The entries below contain a line with "PR #1167, opened 2024-03-19" and a line with "Thanks @m7pr LGTM". Retype exactly everything from the first down to the second, both included, and nothing else.

**SUPPLIED RECORDS**

================================

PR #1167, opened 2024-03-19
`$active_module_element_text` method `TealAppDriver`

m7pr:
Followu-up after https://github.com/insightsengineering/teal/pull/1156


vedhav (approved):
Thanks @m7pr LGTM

================================

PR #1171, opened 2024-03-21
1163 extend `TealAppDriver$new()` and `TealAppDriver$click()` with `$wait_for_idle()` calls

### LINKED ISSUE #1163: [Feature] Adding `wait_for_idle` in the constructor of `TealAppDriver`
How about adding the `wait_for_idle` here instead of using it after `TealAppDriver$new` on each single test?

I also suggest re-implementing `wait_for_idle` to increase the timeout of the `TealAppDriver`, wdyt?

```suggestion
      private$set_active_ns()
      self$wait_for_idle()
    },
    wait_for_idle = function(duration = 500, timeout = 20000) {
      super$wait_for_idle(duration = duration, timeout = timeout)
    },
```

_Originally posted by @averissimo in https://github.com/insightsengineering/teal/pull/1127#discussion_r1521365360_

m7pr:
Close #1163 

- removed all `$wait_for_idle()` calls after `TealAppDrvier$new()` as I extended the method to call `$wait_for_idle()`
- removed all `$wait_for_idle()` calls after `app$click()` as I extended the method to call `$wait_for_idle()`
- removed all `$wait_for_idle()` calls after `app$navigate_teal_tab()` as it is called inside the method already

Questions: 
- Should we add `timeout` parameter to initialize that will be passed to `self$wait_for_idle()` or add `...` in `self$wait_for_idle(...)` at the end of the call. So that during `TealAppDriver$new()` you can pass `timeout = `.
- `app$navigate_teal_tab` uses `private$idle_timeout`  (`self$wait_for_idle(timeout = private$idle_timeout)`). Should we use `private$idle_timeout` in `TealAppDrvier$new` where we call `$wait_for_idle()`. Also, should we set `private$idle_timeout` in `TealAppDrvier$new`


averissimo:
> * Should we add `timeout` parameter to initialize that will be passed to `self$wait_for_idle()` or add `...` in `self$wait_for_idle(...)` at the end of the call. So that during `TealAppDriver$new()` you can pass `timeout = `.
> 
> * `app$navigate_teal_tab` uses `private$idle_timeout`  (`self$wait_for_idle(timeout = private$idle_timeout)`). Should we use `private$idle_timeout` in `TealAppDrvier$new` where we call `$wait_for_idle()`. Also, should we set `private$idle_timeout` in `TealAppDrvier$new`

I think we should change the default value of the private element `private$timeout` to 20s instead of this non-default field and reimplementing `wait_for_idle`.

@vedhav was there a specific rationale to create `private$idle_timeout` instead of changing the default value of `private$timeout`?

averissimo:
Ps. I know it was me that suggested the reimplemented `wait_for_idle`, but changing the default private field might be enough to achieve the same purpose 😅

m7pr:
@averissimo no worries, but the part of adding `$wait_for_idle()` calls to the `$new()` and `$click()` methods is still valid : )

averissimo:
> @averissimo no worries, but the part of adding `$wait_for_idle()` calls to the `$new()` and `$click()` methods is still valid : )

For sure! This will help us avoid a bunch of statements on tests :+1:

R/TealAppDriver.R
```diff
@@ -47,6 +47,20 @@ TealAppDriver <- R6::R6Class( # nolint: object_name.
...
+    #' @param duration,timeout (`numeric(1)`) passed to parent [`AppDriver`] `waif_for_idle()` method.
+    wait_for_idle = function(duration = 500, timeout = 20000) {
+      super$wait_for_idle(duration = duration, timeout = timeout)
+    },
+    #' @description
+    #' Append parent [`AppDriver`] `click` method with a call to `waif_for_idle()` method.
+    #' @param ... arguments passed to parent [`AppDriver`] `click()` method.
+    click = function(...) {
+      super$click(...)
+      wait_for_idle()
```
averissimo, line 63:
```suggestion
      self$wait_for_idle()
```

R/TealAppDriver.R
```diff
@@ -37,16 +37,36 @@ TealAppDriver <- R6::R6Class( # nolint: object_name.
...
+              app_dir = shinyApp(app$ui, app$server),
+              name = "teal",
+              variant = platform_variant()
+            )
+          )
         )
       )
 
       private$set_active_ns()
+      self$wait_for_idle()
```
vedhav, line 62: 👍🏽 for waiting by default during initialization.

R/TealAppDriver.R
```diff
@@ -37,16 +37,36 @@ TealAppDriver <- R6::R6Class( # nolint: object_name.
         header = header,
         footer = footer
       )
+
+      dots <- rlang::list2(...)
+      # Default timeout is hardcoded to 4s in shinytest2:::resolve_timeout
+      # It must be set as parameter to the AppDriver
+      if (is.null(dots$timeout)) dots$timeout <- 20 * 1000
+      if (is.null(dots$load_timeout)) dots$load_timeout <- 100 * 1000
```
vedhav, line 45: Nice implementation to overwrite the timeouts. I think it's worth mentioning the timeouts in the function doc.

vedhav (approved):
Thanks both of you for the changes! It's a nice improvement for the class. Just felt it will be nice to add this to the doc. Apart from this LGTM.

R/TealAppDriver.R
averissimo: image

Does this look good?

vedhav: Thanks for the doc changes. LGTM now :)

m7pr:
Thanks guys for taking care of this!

================================

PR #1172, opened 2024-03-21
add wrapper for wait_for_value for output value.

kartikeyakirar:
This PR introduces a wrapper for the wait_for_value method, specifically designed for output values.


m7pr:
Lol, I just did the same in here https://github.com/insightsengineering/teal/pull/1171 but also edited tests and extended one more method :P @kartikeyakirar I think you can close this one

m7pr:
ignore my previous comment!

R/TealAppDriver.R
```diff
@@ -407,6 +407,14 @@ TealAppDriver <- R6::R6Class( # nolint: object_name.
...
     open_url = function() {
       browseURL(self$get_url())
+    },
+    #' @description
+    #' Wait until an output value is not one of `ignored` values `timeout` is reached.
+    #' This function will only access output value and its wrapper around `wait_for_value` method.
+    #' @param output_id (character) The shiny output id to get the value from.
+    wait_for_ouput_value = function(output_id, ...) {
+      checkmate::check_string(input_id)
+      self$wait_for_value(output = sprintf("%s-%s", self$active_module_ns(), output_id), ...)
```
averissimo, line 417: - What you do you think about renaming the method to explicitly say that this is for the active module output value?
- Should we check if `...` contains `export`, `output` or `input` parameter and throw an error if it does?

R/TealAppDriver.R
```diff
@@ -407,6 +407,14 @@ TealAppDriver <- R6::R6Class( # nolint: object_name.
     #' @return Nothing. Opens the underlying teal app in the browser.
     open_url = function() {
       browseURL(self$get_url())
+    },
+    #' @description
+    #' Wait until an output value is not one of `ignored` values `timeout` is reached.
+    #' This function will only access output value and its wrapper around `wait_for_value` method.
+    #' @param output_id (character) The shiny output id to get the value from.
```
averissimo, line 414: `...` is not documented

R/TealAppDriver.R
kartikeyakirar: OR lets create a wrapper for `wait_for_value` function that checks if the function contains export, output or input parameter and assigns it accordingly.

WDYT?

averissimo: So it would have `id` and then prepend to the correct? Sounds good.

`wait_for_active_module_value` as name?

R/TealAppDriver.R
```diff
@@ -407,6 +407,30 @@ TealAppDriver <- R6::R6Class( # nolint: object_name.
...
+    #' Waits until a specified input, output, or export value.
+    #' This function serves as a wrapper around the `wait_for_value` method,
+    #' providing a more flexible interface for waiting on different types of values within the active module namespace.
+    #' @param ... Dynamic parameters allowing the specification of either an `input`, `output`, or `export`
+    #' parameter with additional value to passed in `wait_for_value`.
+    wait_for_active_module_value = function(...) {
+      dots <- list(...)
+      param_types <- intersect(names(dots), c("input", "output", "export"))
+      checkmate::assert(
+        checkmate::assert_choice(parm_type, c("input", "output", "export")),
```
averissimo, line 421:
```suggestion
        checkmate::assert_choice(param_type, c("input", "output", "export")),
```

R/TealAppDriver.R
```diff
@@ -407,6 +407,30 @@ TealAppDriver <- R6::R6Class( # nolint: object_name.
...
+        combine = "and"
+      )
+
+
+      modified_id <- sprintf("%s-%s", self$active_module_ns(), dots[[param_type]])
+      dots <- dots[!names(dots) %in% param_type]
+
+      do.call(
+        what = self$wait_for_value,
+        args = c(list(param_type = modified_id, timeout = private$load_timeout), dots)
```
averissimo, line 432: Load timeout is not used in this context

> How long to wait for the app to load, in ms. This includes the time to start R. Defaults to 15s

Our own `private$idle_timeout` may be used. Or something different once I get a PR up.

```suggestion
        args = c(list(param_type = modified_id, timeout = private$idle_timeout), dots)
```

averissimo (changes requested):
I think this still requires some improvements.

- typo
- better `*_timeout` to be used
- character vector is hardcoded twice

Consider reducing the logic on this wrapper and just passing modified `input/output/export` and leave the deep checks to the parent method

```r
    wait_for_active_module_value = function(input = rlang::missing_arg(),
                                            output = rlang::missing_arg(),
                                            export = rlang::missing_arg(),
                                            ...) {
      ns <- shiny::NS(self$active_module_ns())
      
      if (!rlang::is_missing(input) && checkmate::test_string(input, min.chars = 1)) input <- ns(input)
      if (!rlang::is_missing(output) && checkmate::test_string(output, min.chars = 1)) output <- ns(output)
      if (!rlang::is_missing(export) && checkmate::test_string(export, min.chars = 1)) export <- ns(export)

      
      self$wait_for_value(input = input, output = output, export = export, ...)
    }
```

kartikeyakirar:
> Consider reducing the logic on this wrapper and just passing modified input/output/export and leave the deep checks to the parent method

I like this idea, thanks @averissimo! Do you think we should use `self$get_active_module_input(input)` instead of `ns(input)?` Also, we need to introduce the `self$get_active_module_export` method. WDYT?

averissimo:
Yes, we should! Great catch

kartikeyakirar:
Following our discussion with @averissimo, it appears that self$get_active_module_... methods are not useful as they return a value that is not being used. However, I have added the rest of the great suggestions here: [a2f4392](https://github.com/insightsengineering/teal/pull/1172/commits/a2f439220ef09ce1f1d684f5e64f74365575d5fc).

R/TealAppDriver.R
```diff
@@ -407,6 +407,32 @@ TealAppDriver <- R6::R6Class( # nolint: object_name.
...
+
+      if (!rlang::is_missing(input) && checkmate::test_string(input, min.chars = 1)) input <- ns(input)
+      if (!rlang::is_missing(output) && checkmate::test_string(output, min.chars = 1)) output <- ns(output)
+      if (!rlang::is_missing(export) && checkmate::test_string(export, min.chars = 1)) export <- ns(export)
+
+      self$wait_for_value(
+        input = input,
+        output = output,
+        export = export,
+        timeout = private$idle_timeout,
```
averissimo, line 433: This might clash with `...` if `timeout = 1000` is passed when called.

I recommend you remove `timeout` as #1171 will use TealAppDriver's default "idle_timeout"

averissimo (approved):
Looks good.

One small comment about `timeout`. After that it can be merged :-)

================================

**RESULT OF THIS EXERCISE**
PR #1167, opened 2024-03-19
`$active_module_element_text` method `TealAppDriver`

m7pr:
Followu-up after https://github.com/insightsengineering/teal/pull/1156


vedhav (approved):
Thanks @m7pr LGTM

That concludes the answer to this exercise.